I've never had a blower, so not sure how much I need. Going to be using it to clean off farm equip, clean gutters with an extension tube, and use to manage fire lines and make fire breaks in timber during controlled burns. 

Some local guys swear by the Stihl Br 600. Is a bit more than I was hoping to spend, but if that's what it takes, I guess. Looking at the echo 500 and 580, both the same price, so not sure how or why they sell the 500... 

Anyway, how much is enough when moving leaves in the timber?


----------



## fordf150 (Jan 10, 2016)

PB-500 is discontinued and thats the reason for the more powerful one at the same price. It was replaced this fall but you will still see them listed and on dealer shelves while the inventory of them is depleted.


----------



## nwmo_aggie (Jan 10, 2016)

Makes sense. Do they have enough output to accomplish what I want to do?


----------



## LegDeLimber (Jan 10, 2016)

PB-500 comes tuned very lean. The carb has a set of very small screws (about 2mm head, "D" shaped )
embedded deeply in the side.
A real pain in the rear to dig out with a dremal.
Local dealer wouldn't even discuss there being a tool for them.
Also has a weird intake system. Reeds in the port transfer port caps
Another one in the carburetor block. 
It breathes sort of like a strato in that it draws strait air throgh the port reeds.
the reed in the carb block is where the air & fuel mix come from the carb. this feed into the crank case. etc and so on....

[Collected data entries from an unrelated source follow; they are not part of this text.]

PR #9343, opened 2026-08-05
feat(core): wire JwtCustomizerLibrary and ActionLibrary onto WorkerThreadScriptRunner

wangsijie:
## Summary

Stacked on #9339. Closes LOG-13953.

Wires `JwtCustomizerLibrary.runScriptInLocalVm` and `ActionLibrary.runScriptInLocalVm` onto `WorkerThreadScriptRunner` — **behind `isDevFeaturesEnabled`**. Production keeps the legacy `node:vm` path byte-for-byte until the runner has been manually verified and released; deleting the legacy path and the gate is LOG-13956. No changeset on purpose: the user-facing release note should land when the gate lifts, and until then released deployments run the exact code they run today.

Route-level handling (`routes/logto-config/jwt-customizer.ts`, `routes/logto-config/action.ts`, `oidc/extra-token-claims.ts`) keeps its method names and error surfaces on both sides of the gate; the only route-level change is passing the tenant id into the local runner calls.

### Files

- **`libraries/script-runner/run.ts`** (new) — the shared process-wide runner singleton plus the pieces both adapters need:
  - `ossScriptLimits`: `wallClockMs: 5000`, `memoryMb: 128`. The wall clock is the behavior tightening flagged in #9339's notes: async work used to be unbounded, now the whole run (including worker startup) has a real deadline. 5 s rather than the local VM's nominal 3 s to give `fetch`-heavy customizers headroom; 128 MB matches the Cloud per-isolate budget from the tech design.
  - `runScriptOnWorkerPool`: requires a `tenantId` and folds it into the pool key as its `keyPrefix`. Worker reuse persists top-level script state, so byte-identical scripts from different tenants must never share a heap — requiring the field (rather than defaulting it) keys that contract at the type level, so a future call site cannot opt out. Both adapters plumb a real tenant id: `ActionLibrary.executeScript` passes its own `tenantId`, and `JwtCustomizerLibrary.runScriptInLocalVm` takes it from the dry-run route's tenant / `envSet.tenantId` on the OIDC path.
  - `buildScriptFailureError`: maps every failure kind to `ScriptExecutionError` with the status pinned by `scriptFailureStatusCodes`. `timeout`/`oom` carry no message of their own, so one is synthesized — `parseCustomJwtResponseError` requires a top-level string `message`.
- **`libraries/jwt-customizer.ts`** — dev features on: payload is `pick(data, 'token', 'context', 'environmentVariables')` with no `api` (functions cannot cross the structured-clone boundary; the worker injects `denyAccess` and a denial comes back as `{ kind: 'denied' }`, rebuilt into the exact 403 body routes already match on via `error.code === 'AccessDenied'`). Non-record returns keep today's 400 `Invalid input`. Dev features off: `runScriptInLegacyVm`, the old implementation unchanged (including the host-side `apiContext`).
- **`libraries/action.ts`** — dev features on: payload stays `{ event, environmentVariables }`, no `api` for Actions (the worker only injects it for `getCustomJwtClaims`; `action.test.ts` asserts `apiType: 'undefined'`). Dev features off: `runScriptInLegacyVm`, the old implementation unchanged.
- **`workers/tasks/script-runner.ts`** — the unclonable-return replacement message is now the plain `The script return value must be JSON-serializable.` per the tech design (R3); a `DataCloneError` dump means nothing to a script author. Worker-path only, so gated with everything else.

### Behavior changes (dev features only; production unchanged)

- Async script work is now bounded: a customizer slower than 5 s wall clock fails with a timeout instead of running unbounded (previously only sync execution was bounded, and a never-settling promise hung token issuance forever).
- Return values must be structured-cloneable; a function/promise/`Response` return is now a 422 `The script return value must be JSON-serializable.` (was a 400 `Invalid input` for Custom JWT; both surface as 422 at the dry-run routes, and `extra-token-claims` treats them identically).
- Script top-level state persists across invocations: the worker evaluates the script once and is reused (up to 1000 admissions / 30 s idle), keyed by `{tenantId}:{entry}:{sha256(script)}` — dry runs and production runs of byte-identical script text share a realm within a tenant, never across tenants. (An earlier revision of this description claimed #9339 decided to drop `keyPrefix`; that was stale — #9339 added the per-run `keyPrefix`, and this PR passes the tenant id as that prefix on every run.)
- Concurrent runs of the same script share its worker, so one run breaching its deadline/heap budget fails the co-resident runs of that script with it (the pool's documented collateral semantics — production-reachable through this PR once the gate lifts).
- Scripts gain real Node globals (`process`, `Buffer`, `setTimeout`) — accepted per LOG-13951's sandbox warning.

These all belong in the changeset that accompanies lifting the gate (LOG-13956).

### Related PRs split out of this one

- #9346 — `PooledWorker` must `unref()` after attaching its listeners, or every idle pooled worker holds the event loop for its full 30 s idle TTL. Without it, jest suites that touch the runner (i.e. most suites in this PR, since dev features are on under `NODE_ENV=test`) pass but linger ~30 s with a "Jest did not exit" warning — so that fix should land in #9339 before or alongside this PR.
- #9347 — the JWT customizer mock scripts were `console.log("hello world");`, whose stdout leaks raw into jest/CI output once scripts execute on real worker threads.

## Testing

- Unit tests run with dev features enabled (`NODE_ENV=test`), so they exercise the worker path: `libraries/action.test`, `libraries/action.cloud.test`, `routes/logto-config/*` (both dry-run routes execute on real worker threads), `oidc/extra-token-claims.test`, `libraries/jwt-customizer.script-merging.test`, `routes/experience/.../action-result-validation.test`, plus the three script-runner suites — 13 suites, 184 tests, all passing. Full `@logto/core` suite as well (only pre-existing local failures needing built connectors, unrelated).
- Both sides of the gate probed end to end against the built output with identical results:
  - jwt ok → `{"from":"probe","hasApi":"object"}` (legacy and worker)
  - `api.denyAccess('nope')` → 403 `{"message":"nope","error":{"code":"AccessDenied","message":"nope"}}` (legacy and worker)
  - action ok → `{"echoed":1,"apiType":"undefined"}` (legacy and worker)
- A multi-agent adversarial review pass over the diff produced the reuse/collateral-failure semantics notes above and the two split-out fixes; no correctness defects survived verification.


packages/core/src/libraries/script-runner/run.ts
```diff
@@ -0,0 +1,90 @@
...
+export const runScriptOnWorkerPool = async (input: {
+  script: string;
+  entry: ScriptEntry;
+  payload: Record<string, unknown>;
+}): Promise<ScriptResult> =>
+  sharedRunner.run({
+    ...input,
+    limits: ossScriptLimits,
+    egress: { mode: 'allowAll' },
+  });
```
simeng-li: This is the wiring step my open comment on #9339 was about: `buildKey` still pools workers by `entry:sha256(script)` with no tenant dimension, and this input type has no tenant field either — so two tenants running byte-identical script text share one worker heap while the payload carries per-tenant `environmentVariables`. Worker reuse deliberately persists top-level script state, so a template script that caches a secret in a top-level variable would serve one tenant's cached value to another.

The PR body says this follows #9339's decision to drop `keyPrefix`, but I don't see that decision recorded anywhere — #9339's body still describes tenant-scoped keying as arriving with LOG-13953, i.e. this PR.

Could we thread the tenant id through the runner input (a `tenantId` field folded into `buildKey`, or the original `keyPrefix` option) before this path leaves dev features? Besides isolation, having the tenant id on each run also gives us per-tenant attribution for worker logs and script failures, which we'll want for debug tracing anyway. OSS is effectively single-tenant today, so not blocking the gated rollout — but I'd rather not bake the unscoped key into the wiring contract.

packages/core/src/libraries/jwt-customizer.ts
```diff
@@ -69,8 +72,63 @@ const apiContext: CustomJwtApiContext = Object.freeze({
...
+      'token',
+      'context',
+      'environmentVariables'
+    );
+
+    const result = await runScriptOnWorkerPool({
+      script: data.script,
+      entry: 'getCustomJwtClaims',
+      payload,
+    });
```
simeng-li, line 99: This call passes per-tenant `environmentVariables` but no tenant identity — when the runner input grows a `tenantId`/`keyPrefix` (https://github.com/logto-io/logto/pull/9343#discussion_r3719113683), it needs to be plumbed through here too.

packages/core/src/libraries/action.ts
```diff
@@ -194,7 +196,36 @@ const applyActionExecutionErrorPolicyDecision = (decision: ActionExecutionErrorP
...
+    const payload: ActionScriptPayload<Event> = {
+      event,
+      environmentVariables,
+    };
+
+    const result = await runScriptOnWorkerPool({
+      script,
+      entry: actionFunctionName,
+      payload,
+    });
```
simeng-li, line 222: Same for Actions — the tenant id needs plumbing through this call once the runner input takes it (https://github.com/logto-io/logto/pull/9343#discussion_r3719113683).

packages/core/src/libraries/script-runner/run.ts
charIeszhao: Confirming this needs to be fixed before the multi-tenant Cloud path is enabled: workers retain top-level state, so two tenants running identical script text can reuse the same heap and expose cached environment-derived data across tenants. Please include tenant identity in the pool key and plumb it through both adapters before release.

wangsijie: Done in 2ca84e5e8 (with a merge of the updated #9339 base in ef3bf64c2). You were right that no "drop keyPrefix" decision existed — the body was written against a stale draft of #9339, which in fact **added** the per-run `keyPrefix` after your comment there. Body corrected.

What landed: `runScriptOnWorkerPool` now **requires** a `tenantId` and folds it into the pool key as its `keyPrefix`, so the key is `{tenantId}:{entry}:{sha256(script)}` and an unscoped run is unrepresentable at the type level — the wiring contract can't regress silently. Both adapters pass a real tenant id (details on the other two threads). The cross-tenant heap-sharing scenario you described is covered by #9339's key-prefix isolation test (byte-identical counter script under two prefixes → two workers).

On attribution: agreed — the tenant id now rides on every run input, so worker logs and script failures can pick it up when we add debug tracing; nothing consumes it beyond the pool key yet.

packages/core/src/libraries/jwt-customizer.ts
wangsijie: Done in 2ca84e5e8 — `runScriptInLocalVm` now takes a required `tenantId` second parameter and passes it to the pool. The dry-run route supplies the router's tenant id and `oidc/extra-token-claims` supplies `envSet.tenantId`; the legacy `node:vm` path ignores it.

packages/core/src/libraries/action.ts
wangsijie: Done in 2ca84e5e8 — `executeScript` passes its own `this.tenantId` into `runScriptInLocalVm`, which forwards it to the pool key. `action.cloud.test.ts` asserts the pass-through.

simeng-li (approved):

Only reason I have this one was it was too cheap priced to walk from at a yard sale.
I'm just using it to play around with in the ports and such.

I've got a picture of one of the screws in this thread. It's a bit chewed up from my clumsy extraction though.
http://www.arboristsite.com/communi...backpack-blower-bogs-at-full-throttle.263144/


----------



## ANewSawyer (Jan 12, 2016)

Have a look at the Shindaiwa EB802T. Needs a muffler mod but by all reports, that is only a couple of screws away.


----------